Problem
Give the lines of the material verbatim, from the first line to the line with "uint256 internal _nonce;", including both.

Segment Start: Data for this exercise

PR #131, opened 2021-11-03
Initial withdrawal implementation

alex-cardstack:
Based on swap owner implementation

### DIFF
--- a/README.md
+++ b/README.md
@@ -115,6 +115,10 @@ The `RewardManager` contract is responsible for creating the gnosis safes that a
 1. The `rewardee` or the owner of the prepaid card that executed the `registerRewardee` action.
 2. The `RewardManager` contract itself.
 
+Withdraw is only possible to the EOA owner of the reward safe, using the `withdrawFromRewardSafe` action with a wrapped gnosis signature, the inner signature being for the `token.transfer(to, value)` call, and the outer signature being for the `withdrawFromRewardSafe` function.
+
+Only approved tokens can be withdrawn from the reward safe.
+
 ## Prerequisites
 The following prerequisites are required for this project:
 - NodeJS ver 14+
--- a/contracts/RewardManager.sol
+++ b/contracts/RewardManager.sol
@@ -26,6 +26,7 @@ contract RewardManager is Ownable, Versionable, Safe {
     address oldOwner,
     address newOwner
   );
+  event RewardSafeWithdrawal(address rewardSafe, address token, uint256 value);
   event RewardRuleAdded(address rewardProgramID, string ruleDID);
   event RewardRuleRemoved(address rewardProgramID, string ruleDID);
   event RewardeeRegistered(
@@ -47,6 +48,7 @@ contract RewardManager is Ownable, Versionable, Safe {
   address internal constant ZERO_ADDRESS = address(0);
   bytes4 internal constant EIP1271_MAGIC_VALUE = 0x20c13b0b;
   bytes4 internal constant SWAP_OWNER = 0xe318b52b; //swapOwner(address,address,address)
+  bytes4 internal constant TRANSFER = 0xa9059cbb; //transfer(address,uint256)
   string internal constant REWARD_PREFIX = "safe.rewards.cardstack";
   uint256 internal _nonce;
 
@@ -197,7 +199,7 @@ contract RewardManager is Ownable, Versionable, Safe {
     execTransaction(
       msg.sender,
       0,
-      getTransferRewardSafeData(msg.sender, newOwner),
+      abi.encodeWithSelector(SWAP_OWNER, address(this), oldOwner, newOwner),
       safeTxGas,
       baseGas,
       gasPrice,
@@ -209,6 +211,34 @@ contract RewardManager is Ownable, Versionable, Safe {
     emit RewardSafeTransferred(msg.sender, oldOwner, newOwner);
   }
 
+  function withdrawFromRewardSafe(
+    address token,
+    uint256 value,
+    uint256 safeTxGas,
+    uint256 baseGas,
+    uint256 gasPrice,
+    address gasToken,
+    bytes calldata signature
+  ) external {
+    address rewardSafeOwner = getRewardSafeOwner(msg.sender);
+    bytes memory conSignature = contractSignature(msg.sender, rewardSafeOwner);
+    signatures[keccak256(conSignature)] = true;
+
+    execTransaction(
+      token,
+      0,
+      abi.encodeWithSelector(TRANSFER, rewardSafeOwner, value),
+      safeTxGas,
+      baseGas,
+      gasPrice,
+      gasToken,
+      signature,
+      msg.sender
+    );
+    signatures[keccak256(conSignature)] = false;
+    emit RewardSafeWithdrawal(msg.sender, token, value);
+  }
+
   function getRewardSafeOwner(address payable rewardSafe)
     public
     view
@@ -217,15 +247,6 @@ contract RewardManager is Ownable, Versionable, Safe {
     address[] memory owners = GnosisSafe(rewardSafe).getOwners();
     require(owners.length == 2, "unexpected number of owners for reward safe");
     return owners[0] == address(this) ? owners[1] : owners[0];
-  }
-
-  function getTransferRewardSafeData(
-    address payable rewardSafe,
-    address newOwner
-  ) public view returns (bytes memory) {
-    address oldOwner = getRewardSafeOwner(rewardSafe);
-    return
-      abi.encodeWithSelector(SWAP_OWNER, address(this), oldOwner, newOwner);
   }
 
   function isRewardProgram(address rewardProgramID) public view returns (bool) {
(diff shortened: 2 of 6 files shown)


contracts/RewardManager.sol
```diff
@@ -224,6 +254,14 @@ contract RewardManager is Ownable, Versionable, Safe {
       abi.encodeWithSelector(SWAP_OWNER, address(this), oldOwner, newOwner);
   }
 
+  function getWithdrawFromRewardSafeData(
```
tintinthong, line 257: @alex-cardstack I think you can just pass the data in from offchain. Make a `data` param for this function. Mainly because I think the data for a transfer function is clear for ERC677 or ERC20 is unambiguous. Saves contract space. `getTransferRewardSafeData` saves client from knowing what the contract is. Using that logic, can you perhaps replace [this](https://github.com/cardstack/card-pay-protocol/blob/f145e7a4d1277e388ff71cfb1e1199e23c5b9836/test/utils/helper.js#L1298) with a smart contract call.

test/utils/helper.js
```diff
@@ -1380,6 +1380,98 @@ const transferRewardSafe = async function (
...
+    rewardSafe,
+    rewardManager
+  );
+
+  let safeTxData = {
+    to: rewardManager.address,
+    data: payload,
+    operation: 0,
+    txGasEstimate: 0,
+    gasPrice: 0,
```
tintinthong, line 1462: Perhaps, try adding `gasPrice`.  Since there are funds transferred we can collect gas -- look at `claimReward`. I don't do this for transferring ownership of safe because there may not be funds in the safe when it is transferred.

contracts/RewardManager.sol
tintinthong: Think this would save us contract space.

tintinthong:
Seems the ci is failing cos of a function `checkGnosisExecution`. Perhaps, you can fix it to handle the error when `payment` field is not there.

test/utils/helper.js
tintinthong: You can check the transfer by replicating this  [test](https://github.com/cardstack/card-pay-protocol/blob/13dbac1f5149004086818f01843d344bfc94c910/test/RewardPool-test.js#L672)

contracts/RewardManager.sol
tintinthong: Would like to hear your opinon on this? Becos in truth, we can also remove `getTransferRewardSafeData` honestly

tintinthong: @habdelra tagging you here because this has been a pattern for `transfer` in prepaid card manager also. I was wondering if there was an actual reason why `getTransferCardData` is written on chain when in truth the client can figure that out offchain and generate the data offchain.

habdelra: I think this is a relic from the original prepaidcard manager that Tim’s team worked on. If we aren’t calling this onchain anymore, then yeah we can remove it.

tintinthong: @alex-cardstack then can you get rid of `getTrasferRewardSafeData` and just make everything offchain. I just checked in the linked list implementation, so it is as expected that `prevOwner` can remain as the contract address and the `oldOwner` and `newOwner` are the only thing changing.

test/utils/helper.js
habdelra: @tintinthong i don't think it's worth while to change this from 0--that is all out of the box gnosis safe contract logic. It is the GnosisSafe.sol contract that actually deducts the gas fee out of the safe. That is not code we have control over--moreover gnosis has already written tests for it. I think it is only worthwhile to create test around gas price when we are actually doing something with it (like the prepaid card manager's gas policies). I would say leave this at 0 to make our lives simpler and rest assured on the fg\act that gnosis is testing their own contract to be able to deduct gas fees from the safes appropriately.

tintinthong: ok that is fine by me. I feel for me the value in doing this test is communication to someone who hasn't used gnosis stuff before. Honestly, when I first used these I would always wonder "why there is no gas fees paid out or why the gasPrice was 0". But if we just want our test to focus on the business logic and not be obscured by these gas payments -- I can see the benefit too.

contracts/RewardManager.sol
habdelra: @tintinthong I think we are both too laszer focused on the prepaidCardManager logic--`getWithdrawFromRewardSafeData` is actually used on chain--it's in the execTransaction herehttps://github.com/cardstack/card-pay-protocol/pull/131/files#diff-d99035ba0a6829c3a3a5f7ee88c5df2590f4c95c550100a03b81186e0e1f512aR226. But yes, we do have some left over stuff that in the PrepaidCardManager is no longer in the `execTransaction` after the `send()` that we did on it awhile back.

tintinthong: what do you mean? my proposal is to just remove the onchain function that calls for data such as `getWithdrawFromRewardSafeData` and `getTransferRewardSafeData` and pass the data in as an argument to the main function, such as `withdrawFromSafe` and `transferRewardSafe`. We will not touch the prepaid card manager bcos that is critical path.

alex-cardstack: @tintinthong had a call with @habdelra this morning, and he thinks you and he were thinking of the prepaid card manager send function, however in this case it does need to be on-chain because otherwise the client can send any transaction to the token that the contract will blindly sign - it being on-chain here is what verifies the contract owner and EOA owner actually agree on the same action

habdelra: @tintinthong oh my misunderstanding--I was the one with PrepaidCardManager on the brain then. I see what you mean. 

@alex-cardstack in this case the `withdrawFromRewardSafe` itself would have this data (the data that is returned from `getWithdrawFromRewardSafeData` as derivable with web3 or ethers) passed in as an additional param from what you already have,

tintinthong: Actually @habdelra I take everything back. @alex-cardstack I think is right.

The client can piggy back the `withdrawTransferFunction` to send whatever data he wants other than TRANSFER. So this thing has to be onchain.

tintinthong: Sorry for the confusion then. It seems that `getWithdrawFromRewardSafeData` and `getTransferRewardSafeData` all have to be functions on-chain.

contracts/RewardManager.sol
```diff
@@ -205,6 +207,34 @@ contract RewardManager is Ownable, Versionable, Safe {
...
+    uint256 baseGas,
+    uint256 gasPrice,
+    address gasToken,
+    bytes calldata signature
+  ) external {
+    address rewardSafeOwner = getRewardSafeOwner(msg.sender);
+    bytes memory conSignature = contractSignature(msg.sender, rewardSafeOwner);
+    signatures[keccak256(conSignature)] = true;
+
+    execTransaction(
```
tintinthong, line 223: @alex-cardstack but the safe will not trigger this right now if im not mistake because there is no signature allowing thru to the token contract.

test/utils/helper.js
alex-cardstack: > why there is no gas fees paid out or why the gasPrice was 0"

Heh yeah this was me. Also I had thought that changing the gas price / adding the estimate was the first thing that made it work at all, but I might be wrong there, I'm continuing to dig

contracts/RewardManager.sol
alex-cardstack: @tintinthong I am having problems getting this part to work - can you explain what you mean "there is no signature allowing thru to the token contract"?

Is that no the `signature` param to this function?

tintinthong: Sure. All safe execTransactions will go to the `isValidSignature` callback; this is the case for the execTransaction within this contract. I will comment at the code

alexspeller: OK nice, I will try that, thank you

contracts/RewardManager.sol
alexspeller: However, neither of these need to be public view functions at all - they are only used in a single place, I think it would save gas to just inline both `getWithdrawFromRewardSafeData` and `getTransferRewardSafeData`, they can both be a single line in the calling functions

contracts/RewardManager.sol
alex-cardstack: Thanks, that was the push in the right direction I needed. I have a further comment on my implementation there

contracts/RewardManager.sol
```diff
@@ -219,15 +249,6 @@ contract RewardManager is Ownable, Versionable, Safe {
     return owners[0] == address(this) ? owners[1] : owners[0];
   }
 
-  function getTransferRewardSafeData(
```
alex-cardstack, line 222: I inlined this function and saved some bytes, also some execution gas I think:



Before inline  getWithdrawFromRewardSafeData:
```
╰─➤ yarn test:size | grep RewardManager
 |  contracts/RewardManager.sol:RewardManager                                                            ·     14.623  │
```
After inline  getWithdrawFromRewardSafeData:
```
╰─➤ yarn test:size | grep RewardManager
 |  contracts/RewardManager.sol:RewardManager                                                            ·     14.598  │
```
After also inline getTransferRewardSafeData:
```
╰─➤ yarn test:size | grep RewardManager
 |  contracts/RewardManager.sol:RewardManager                                                            ·     14.505  │
```

contracts/RewardManager.sol
```diff
@@ -319,13 +345,25 @@ contract RewardManager is Ownable, Versionable, Safe {
...
     return
-      ((_equalBytes(data, encodedTransactionData) &&
-        (to == msg.sender && signatures[keccak256(contractSignature)])) ||
-        (to == address(this)) ||
-        (eip1271Contracts.contains(to)))
-        ? EIP1271_MAGIC_VALUE
-        : bytes4(0);
+      (to == msg.sender) ||
+      TokenManager(ActionDispatcher(actionDispatcher).tokenManager())
+        .isValidToken(to);
```
alex-cardstack, line 366: This is the implementation to see if it is an allowed token, is this check correct?

alex-cardstack (commented):
Please let me know if this implementation looks better - if it is looking good, I have a few unhappy path tests I'd like to had

README.md
```diff
@@ -115,6 +115,10 @@ The `RewardManager` contract is responsible for creating the gnosis safes that a
 1. The `rewardee` or the owner of the prepaid card that executed the `registerRewardee` action.
```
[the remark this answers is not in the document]
tintinthong: You can move it out. I put it there mainly because I wanted to check if our "assumed" order worked -- and it did. Maybe there is a use-case where the order of owners would change and we'd need to robustify how we transfer owners, but can be handled in separate pr.

README.md
```diff
@@ -115,6 +115,10 @@ The `RewardManager` contract is responsible for creating the gnosis safes that a
...
 2. The `RewardManager` contract itself.
 
+Withdraw is only possible to the EOA owner of the reward safe, using the `withdrawFromRewardSafe` action with a wrapped gnosis signature, the inner signature being for the `token.transfer(to, value)` call, and the outer signature being for the `withdrawFromRewardSafe` function.
+
+Only approved tokens can be withdrawn from the reward safe.
```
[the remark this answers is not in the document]
tintinthong: The current scope is to only transfer tokens which are federated by the token manager.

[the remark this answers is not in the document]
tintinthong: ie daicpxd and cardcpxd

contracts/RewardManager.sol
tintinthong: kewl!

contracts/RewardManager.sol
tintinthong: Yup!

tintinthong: Actually (sorry about this). This has me thinking on weather we want to have the `withdrawal` function on the contract. If we move the token to `eip1271Contracts` or another OR path, we don't even have to write a function on the reward manager. Meaning that a reward safe can literally do anything allowed on the token contract. We actually just have to move `signatures[keccak256(contractSignature)]` out of the way.

tintinthong: But if we move `signatures[keccak256(contractSignature)]`  actually the issue with this is the protection from re-entry/replay attacks bcos I guess the principal is that we have to assume the token contracts are "untrusted".

tintinthong: This might mean that `eip1271Contracts` pattern COULD be insecure. Right now it only crosses path with `claim` function which is the only real state-changing function, but I think the function abides by principals like state "changes first and external contract call last"

tintinthong (approved):
I added a non-conclusive comment about how we might want to interact with the token contracts via `isValidSignature` callback. It's not a change suggestion. Other than that its good!

contracts/RewardManager.sol
```diff
@@ -319,13 +345,25 @@ contract RewardManager is Ownable, Versionable, Safe {
       msg.sender,
       rewardSafeOwner
     );
+
+    bool isAllowedGnosisExecution = _equalBytes(data, encodedTransactionData) &&
+      signatures[keccak256(contractSignature)] &&
+      isAllowedGnosisRecipient(to);
+
+    bytes4 result = isAllowedGnosisExecution ||
+      (to == address(this)) ||
```
tintinthong, line 354: @alex-cardstack it looks like previously I missed out something. each or condition should check `_equalBytes(data,encodedTransactionData)`. Maybe just a `require(_equalBytes(data, encodedTransactionData)`. This is because we have to validate that `to` param is correct.

contracts/RewardManager.sol
```diff
@@ -319,13 +345,25 @@ contract RewardManager is Ownable, Versionable, Safe {
...
+      eip1271Contracts.contains(to)
```
tintinthong, line 355: @alex-cardstack I missed something out here. Each OR condition should check `_equalBytes(data,encodedTransactionData)`. This is to ensure fidelity; so people don't lie about `to` param.  Think it would be as simple as just `require(_equalBytes(data,encodedTransactionData))`

alex-cardstack:
I added some unhappy path tests, I think this is good to merge now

Segment End: Data for this exercise

Task output
PR #131, opened 2021-11-03
Initial withdrawal implementation

alex-cardstack:
Based on swap owner implementation

### DIFF
--- a/README.md
+++ b/README.md
@@ -115,6 +115,10 @@ The `RewardManager` contract is responsible for creating the gnosis safes that a
 1. The `rewardee` or the owner of the prepaid card that executed the `registerRewardee` action.
 2. The `RewardManager` contract itself.
 
+Withdraw is only possible to the EOA owner of the reward safe, using the `withdrawFromRewardSafe` action with a wrapped gnosis signature, the inner signature being for the `token.transfer(to, value)` call, and the outer signature being for the `withdrawFromRewardSafe` function.
+
+Only approved tokens can be withdrawn from the reward safe.
+
 ## Prerequisites
 The following prerequisites are required for this project:
 - NodeJS ver 14+
--- a/contracts/RewardManager.sol
+++ b/contracts/RewardManager.sol
@@ -26,6 +26,7 @@ contract RewardManager is Ownable, Versionable, Safe {
     address oldOwner,
     address newOwner
   );
+  event RewardSafeWithdrawal(address rewardSafe, address token, uint256 value);
   event RewardRuleAdded(address rewardProgramID, string ruleDID);
   event RewardRuleRemoved(address rewardProgramID, string ruleDID);
   event RewardeeRegistered(
@@ -47,6 +48,7 @@ contract RewardManager is Ownable, Versionable, Safe {
   address internal constant ZERO_ADDRESS = address(0);
   bytes4 internal constant EIP1271_MAGIC_VALUE = 0x20c13b0b;
   bytes4 internal constant SWAP_OWNER = 0xe318b52b; //swapOwner(address,address,address)
+  bytes4 internal constant TRANSFER = 0xa9059cbb; //transfer(address,uint256)
   string internal constant REWARD_PREFIX = "safe.rewards.cardstack";
   uint256 internal _nonce;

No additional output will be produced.